Osmanlı azınlıklarının gazetelerine gelince Ermenilerin beş gazeteleri vardır. Biri Komünist Hınçak Partisi’nin yayın organı, diğerleri ılımlı gazeteler durumundadır. Anadolu’da Ermenice yayın yapan gazeteler bu rakama dahil değildir. Anadolu’da garip bir

102 Alemdar gazetesi ve Refii Cevat için bakınız: ÖZBEY Mustafa 1990. Millî Mücadele Döneminde Basın ve

Alemdar Gazetesi, Marmara Üniversitesi Sosyal Bilimler Enstitüsü, Yayınlanmamış Yüksek Lisans Tezi,

fesat ittifakı kurulmuştur. Türk köylerini yakıp-yıkan Ermeni çetelerinin tahribatı, nasıl Yunan işgali altındaki bölgelerde sürüyorsa; Ermenice basın da benzeri bir anlayışla işgal bölgelerinde çıkar. Adana’daki Ermenice gazeteler bunlardandır. Yalnız 1921 Kasım’ında Fransızların bu şehrimizden çekilmesi üzerine, Adana’daki Ermenice gazeteler de yayınlarını durdurarak yayın ekibi ve matbaalarıyla birlikte, bu şehri terk ederler (Çiçek 1990: 299). Yalnız sona doğru Ermeniler, Avrupa’dan ümidini kesip Türklerle geçmiş problemleri unutarak barış içinde yaşama zemini ararlar. Azınlıklar içinde en çok gazete sahipliği ise Rumlarındır.

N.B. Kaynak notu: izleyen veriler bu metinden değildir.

PR #3227, opened 2015-04-15
Show Chef::VERSION at prompt_c and prompt_i on shell session

sawanoboly:
Hi, I want to always show version on shell session.

```
$ chef-shell 
loading configuration: none (standalone session)
Session type: standalone
Loading........done.

This is the chef-shell.
 Chef Version: 12.3.0.dev.0
 http://www.chef.io/
 http://docs.chef.io/

run `help' for help, `exit' or ^D to quit.

Ohai2u sawanoboriyu@!
chef (12.3.0.dev.0)> 
chef (12.3.0.dev.0)>   
chef (12.3.0.dev.0)>   recipe_mode
chef:recipe (12.3.0.dev.0)>   
```


lib/chef/shell.rb
```diff
@@ -108,9 +108,9 @@ def self.configure_irb
     irb_conf[:IRB_RC] = lambda do |conf|
       m = conf.main
 
-      conf.prompt_c       = "chef#{leader(m)} > "
+      conf.prompt_c       = "chef#{leader(m)} (#{Chef::VERSION})> "
```
btm: Looking at http://ruby-doc.org/stdlib-2.0/libdoc/irb/rdoc/IRB.html, it seems like prompt_c "prompt for continuated statement" would be excessive?

btm:
not sure about prompt_c, but :+1: otherwise.

sawanoboly:
I've found one more idea of implement. 
We'll have `leader(m)` append "(#{Chef::VERSION})" by defaut.

That implement appends Chef::VERSION to all prompt, but users can overwrite by setting Shell.env .

For example, below.

```
  def self.configure_irb
    irb_conf[:HISTORY_FILE] = Chef::Util::PathHelper.home(".chef", "chef_shell_history")
    irb_conf[:SAVE_HISTORY] = 1000

    irb_conf[:IRB_RC] = lambda do |conf|
      m = conf.main

      conf.prompt_c       = "chef#{leader(m)} > "
      conf.return_format  = " => %s \n"
      conf.prompt_i       = "chef#{leader(m)} > "
      conf.prompt_n       = "chef#{leader(m)} ?> "
      conf.prompt_s       = "chef#{leader(m)}%l> "
      conf.use_tracer     = false
    end
  end

  def self.leader(main_object)
-    env_string = Shell.env ? " (#{Shell.env})" : ""
+    env_string = Shell.env ? " (#{Shell.env})" : "(#{Chef::VERSION})"
    LEADERS[main_object.class] + env_string
  end
```

Which idea do you like ?

- Just remove from prompt_c.
- make leader(m) returns by default.

sawanoboly:
Ah, `Shell.env` includes `chef_environment`... ? I shoud not to use it.

sawanoboly:
I've removed from prompt_c, Thanks :smile:

btm:
@chef/client-core review?

jaymzh:
Love it. :+1:

danielsdeleo:
:+1:  on the code change. Personally, I'm ambivalent on the change so if other people think it's cool then let's ship it.

tyler-ball:
:+1: Lets do it unless someone doesn't like it

ranjib:
:+1:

Yedi gazete çıkaran Rumlar düşmanca bir tavırla, bir çok konuda istismarcı ve propagandacı bir yayın içindedirler. Yahudilerin ise ikisi Hahambaşılığın resmî sözcüsü olmak üzere dört adet gazeteleri vardır (Criss 2000: 78).

Mütareke Dönemi basını, Millî Mücadele basını için bir geçiş dönemidir. Her geçiş döneminde olduğu gibi bu dönem gazetelerinde de kafalar karışık, kimse ciddi olarak ne istediğini bilmemektedir. Mandacılar, işbirlikçiler ve azınlık basını, Müttefik Güçler’in ve İstanbul Devleti’nin gücünü arkasına alarak basın alanında hakimiyet kurmuşlardır.